The market regulator said that the company attempted to camouflage accounting entries in excess of ₹1,280 crore during 2018-19 and 2019-20 to give a distorted picture of its financial position.

These non-compliances have resulted in an understatement of expenditure, and hence, the overstatement of profits during each of the financial years during the investigation period, SEBI says, adding that the scale of 'fraud' is indeed large.

By all yardsticks, the accounting shenanigans and dubious accounting practices were to mislead investors, the market watchdog says.

SEBI noted that the company's promoter group has directly benefited as a result of the manipulation of financial statements.

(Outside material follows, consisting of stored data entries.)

PR #466, opened 2023-02-16
jkbms_ble: 32s-Support and connection workaround for bt-fail

baranator:
- Support for newer jkbms that send frames with up to 32 cell infos.
- Also a workaround for the bug that causes the bluetooth-connection to fail after 15 hours and 22 mins


etc/dbus-serialbattery/jkbms_brn.py
```diff
@@ -11,7 +11,7 @@
 
 # zero means parse all incoming data (every second)
 CELL_INFO_REFRESH_S = 0
-DEVICE_INFO_REFRESH_S = 60 * 60 * 5  # every 5 Hours
+DEVICE_INFO_REFRESH_S = 60 * 60 * 10  # every 10 Hours
```
mr-manuel, line 14: Is there a reason why you chose 10 hours and not 12 hours?

baranator: tbh: That line can be removed completely as it not used anymore - device-info only contains non-changing data that do not need to be updated after connect.

That change comes from back then, when we tried to figure out where that crashes come from...

PR #513, opened 2023-04-06
Add dynamic voltage adaption

smurfix:
This PR adds a simple but very effective way to adapt a battery's voltage limits, based on the states of its individual cells.

To explain the algorithm, let's assume the configured maximum cell voltage is 3.5V. If the top cell is at 3.4V and all others are at 3.39 or so, the pack is well-balanced and we can (most likely) safely charge until they're all at or slightly below 3.5V. The maximum is thus `3.5V*n_cells`.

However, if these other cells are at 3.3V or so, we can only increase the total pack voltage by 0.1V before the top cell's voltage exceeds 3.5V. In this case the other cell voltages will not move much, if at all, due to the highly nonlinear charge curve of LiFePo4 cells. The maximum voltage the system can use is now `3.3V*(n_cells-1) + 3.5V`, or `3.3V*n_cells + 0.2V`, which is significantly less.

This code uses the voltage difference between the top cell and the configured maximum to determine how much to "discount" the *other* cells' contribution to the (additional) voltage which the battery can reach before the top cell goes over the limit.

This method is not perfect, but in combination with the existing current limitation it reliably prevents over-voltage cells even when the battery has never been balanced.

The same argument in reverse applies to the minimum battery voltage.

### DIFF
--- a/etc/dbus-serialbattery/dbushelper.py
+++ b/etc/dbus-serialbattery/dbushelper.py
@@ -323,11 +323,12 @@ class DbusHelper:
                 if self.error_count >= 60:
                     loop.quit()
 
-            # This is to manage CCL\DCL
+            # This is to manage CCL/DCL
             self.battery.manage_charge_current()
 
-            # This is to manage CVCL
+            # This is to manage CVCL and DVCL
             self.battery.manage_charge_voltage()
+            self.battery.manage_discharge_voltage()
 
             # publish all the data from the battery object to dbus
             self.publish_dbus()
@@ -395,8 +396,8 @@ class DbusHelper:
             "/Info/MaxDischargeCurrent"
         ] = self.battery.control_discharge_current
 
-        # Voltage control
-        self._dbusservice["/Info/MaxChargeVoltage"] = self.battery.control_voltage
+        self._dbusservice["/Info/BatteryLowVoltage"] = self.battery.control_charge_voltage
+        self._dbusservice["/Info/MaxChargeVoltage"] = self.battery.control_discharge_voltage
 
         # Updates from cells
         self._dbusservice["/System/MinVoltageCellId"] = self.battery.get_min_cell_desc()
--- a/etc/dbus-serialbattery/dbushelper.py
+++ b/etc/dbus-serialbattery/dbushelper.py
@@ -323,10 +323,10 @@ class DbusHelper:
                 if self.error_count >= 60:
                     loop.quit()
 
-            # This is to mannage CCL\DCL
+            # This is to manage CCL\DCL
             self.battery.manage_charge_current()
 
-            # This is to mannage CVCL
+            # This is to manage CVCL
             self.battery.manage_charge_voltage()
 
             # publish all the data from the battery object to dbus
--- a/etc/dbus-serialbattery/battery.py
+++ b/etc/dbus-serialbattery/battery.py
@@ -78,7 +78,8 @@ class Battery(ABC):
         self.temp2 = None
         self.cells: List[Cell] = []
         self.control_charging = None
-        self.control_voltage = None
+        self.control_charge_voltage = None
+        self.control_discharge_voltage = None
         self.allow_max_voltage = True
         self.max_voltage_start_time = None
         self.control_current = None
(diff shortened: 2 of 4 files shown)


smurfix:
Converted to a draft as I'm doing this for a client and the whole thing is still entirely untested.

smurfix:
>  Should this PR replace the CVL for linear and/or step mode?

In my opinion the linear/step mode is still useful, and might even work better, for battery chemistries that are *not* LiFePo4.

However I do wonder why there's a step mode in the first place. Given the existence of internal battery/cell resistance, step functions that don't have a hysteresis will result in an oscillating, hence unstable, system.

But that's a different discussion.

mr-manuel:
Step mode is the oldest and it's only switching between max voltage and float.
Linear mode is applying penalties to the CVL, if one cell exceeds the cell voltage limit.
I think it would be much better to keep the "step mode" (default) and replace the linear with your calculations. I was thinking about the same. Then when all cells have the same voltage the CVL is switched to float voltage. https://github.com/Louisvdw/dbus-serialbattery/discussions/453

pos-ei-don:
I think this is veeery helpful!
Thank you very much.
Maybe this van be added as third option: "steps, linear, cellvoltagediff

smurfix:
I wouldn't decrease CVL in that case. CVL is the max safe voltage the battery can have; I don't think using it for anything else is good practice. If you want the system to stop charging, just turn off the `AllowToCharge` flag.

Taking enough current off the system so that the battery stays at the charge level you want it to be at is a problem best solved separately IMHO. Doing that is not the battery controller's job.

mr-manuel:
This was done since the MultiPlus cannot handle well small currents. The current is already reduced, but this helps the system to charge the battery at low current and let the balancer do it's job.
If you now add another similar possibility it complicate things for users. Already now great part don't understand the simplest settings so let us keep it as simple as possible.

pos-ei-don:
Its even me who does not understand the other settings in depth. 
But it seems that this New Option is simple enough for me. I am currently very happy.

Multiplus 10k in 3 phase is even worse with small currents.
Most of the time I prefer using "no phase  compensation", but  when the currents are very low I need to switch to the opposite.

smurfix:
OK, after fixing a bunch of stupid errors 🫢 this is now in productive use at my customer's site and (so far at least) seems to be working OK.

smurfix:
Anything I should do to get this merged?

mr-manuel:
Just wait :-) Louis is busy at the moment, but he gets back mid May. If you want I can merge it in the meanwhile with the `jkbms_ble` branch.

smurfix:
Thanks. Feel free to merge (and test the heck out of it of course).

etc/dbus-serialbattery/dbushelper.py
```diff
@@ -395,8 +396,8 @@ def publish_dbus(self):
             "/Info/MaxDischargeCurrent"
         ] = self.battery.control_discharge_current
 
-        # Voltage control
-        self._dbusservice["/Info/MaxChargeVoltage"] = self.battery.control_voltage
+        self._dbusservice["/Info/BatteryLowVoltage"] = self.battery.control_discharge_voltage
```
mr-manuel, line 399: Is this working?

> `/Info/BatteryLowVoltage     <- Note that Low Voltage is ignored by the system `

See https://github.com/victronenergy/venus/wiki/dbus#battery

smurfix:
> If a cell reaches the max voltage limit, then the CVL should kept at the current voltage + a small amount, maybe 0.01 * cell count.

That's what my code does at the limit. I'm more concerned about what happens when you're below that.

I'm interested in "which charge/discharge voltage is safe", aka "how much more voltage than right now can the pack take without exceeding a single cell's top voltage". You can't get that value by looking at the cells in isolation. The "penalty" for a single cell that's at 3.4V strongly depends on whether all the other cells are at 3.3V or 3.4V or 3.45V.

I'm not at all interested in asking the BMS to reduce the max voltage once balancing is achieved because (a) IMHO that's not the job of the BMS, esp. when you have more than one battery, (b) which criteria are you going to use to re-raise the voltage?

mr-manuel:
(a) therefore we have this driver that manages the charging algorithm. If you haven't connected a BMS then the MultiPlus for example is managing the charging algorithm. As soon as you connect a BMS and select it under DVCC (Venus OS >v3.00), then the BMS is managing the charging algrithm. Before Venus OS v3.00 the first connected BMS is selected.

When I have multiple batteries, then a battery aggregator is needed, which act as the managing device for all batteries (only reliable possible with Venus OS >v3.00). This because Venus OS is using the data of only one device.

Since this driver is not acting as battery aggregator, but managing only one specific battery, it should mirror the needs that this battery has. Then a battery aggregator has to choose which CVL to set on the charging device. I would pick the smallest voltage.

grafik

(b) The voltage is recalculated every x seconds during max cell voltage reached. The voltage is raised, if cell voltage is below max voltage. Here you can see it very well, how it's currently working with the penalty voltages (even, if my charger cannot output more than 64 V, but indeed you see very good how it works):

grafik

Do you track your data do verify that it's working as expected?

mr-manuel:
Here another diagram of my change. I don't think your PR is still needed.

grafik

PR #582, opened 2023-04-26
fix dbus-daemon memory leak

seidler2547:
`poll_battery` is already called from the dbus mainloop in a separate thread. Opening a new thread here (and especially never closing it) will accumulate threads and leads to problems like `dbus-daemon` memory usage increasing over time, leading to eventual reboot

disclaimer: I have not tested this with a USB/serial connection, only Bluetooth

### DIFF
--- a/etc/dbus-serialbattery/dbus-serialbattery.py
+++ b/etc/dbus-serialbattery/dbus-serialbattery.py
@@ -57,11 +57,7 @@ logger.info("Starting dbus-serialbattery")
 
 def main():
     def poll_battery(loop):
-        # Run in separate thread. Pass in the mainloop so the thread can kill us if there is an exception.
-        poller = Thread(target=lambda: helper.publish_battery(loop))
-        # Thread will die with us if deamon
-        poller.daemon = True
-        poller.start()
+        helper.publish_battery(loop)
         return True
 
     def get_battery(_port) -> Union[Battery, None]:


mr-manuel:
I'm also testing it with a serial connection, but looks good!

seidler2547:
> > `poll_battery` is already called from the dbus mainloop in a separate thread
> 
> Where did you find that?

The `gobject.timeout_add` function sets a function (specified by callback) to be called at regular intervals.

In FY22, Brightcom Group made preferential allotment of equity shares to 79 allottees and raised ₹836.38 crore. SEBI says these allottees included four entities that subsequently became part of the promoter group. However, prior to the preferential allotment, the promoter group had sold shares when the average price of the scrip was much higher than the effective allotment price, the regulator says.

"Considering the same, it is apparent that the above mentioned increase in shareholding by the promoters was achieved at price far below the prices at which the promoters had offloaded a large percentage of their shareholding through a purported pledge," it adds.

It is clear the promoter group entities, by offloading their shares in BGL throughout the investigation period and increasing their shareholding after the investigation period at a much lower price, have directly benefited themselves from the said violations, according to SEBI.

The market regulator further notes that the Brightcom Group concealed the correct shareholding pattern during the investigation period, when the promoters were off-loading shares, thereby keeping public shareholders in the dark about a reduction in their shareholding.

"Thus, the picture that emerges is that of a corporate entity that does not hesitate to bend rules and give a rosy and distorted picture of its true self to investors to benefit its promoters. The fact that the promoters gave themselves preferential allotment of shares which led to them increasing their shareholding from 3.51% to over 18.47% after the start of the SEBI investigation speaks volumes of their intent to mislead and their brazen approach towards self-enrichment," says SEBI.

According to the regulator, this acted as a scheme against ordinary investors, who were influenced into making their investment decisions based on inflated profits reported by the company and the incorrect shareholding pattern of promoters filed by the company with the stock exchanges.

From the very start, the company resorted to delaying tactics, so that the investigation process got stalled, says SEBI.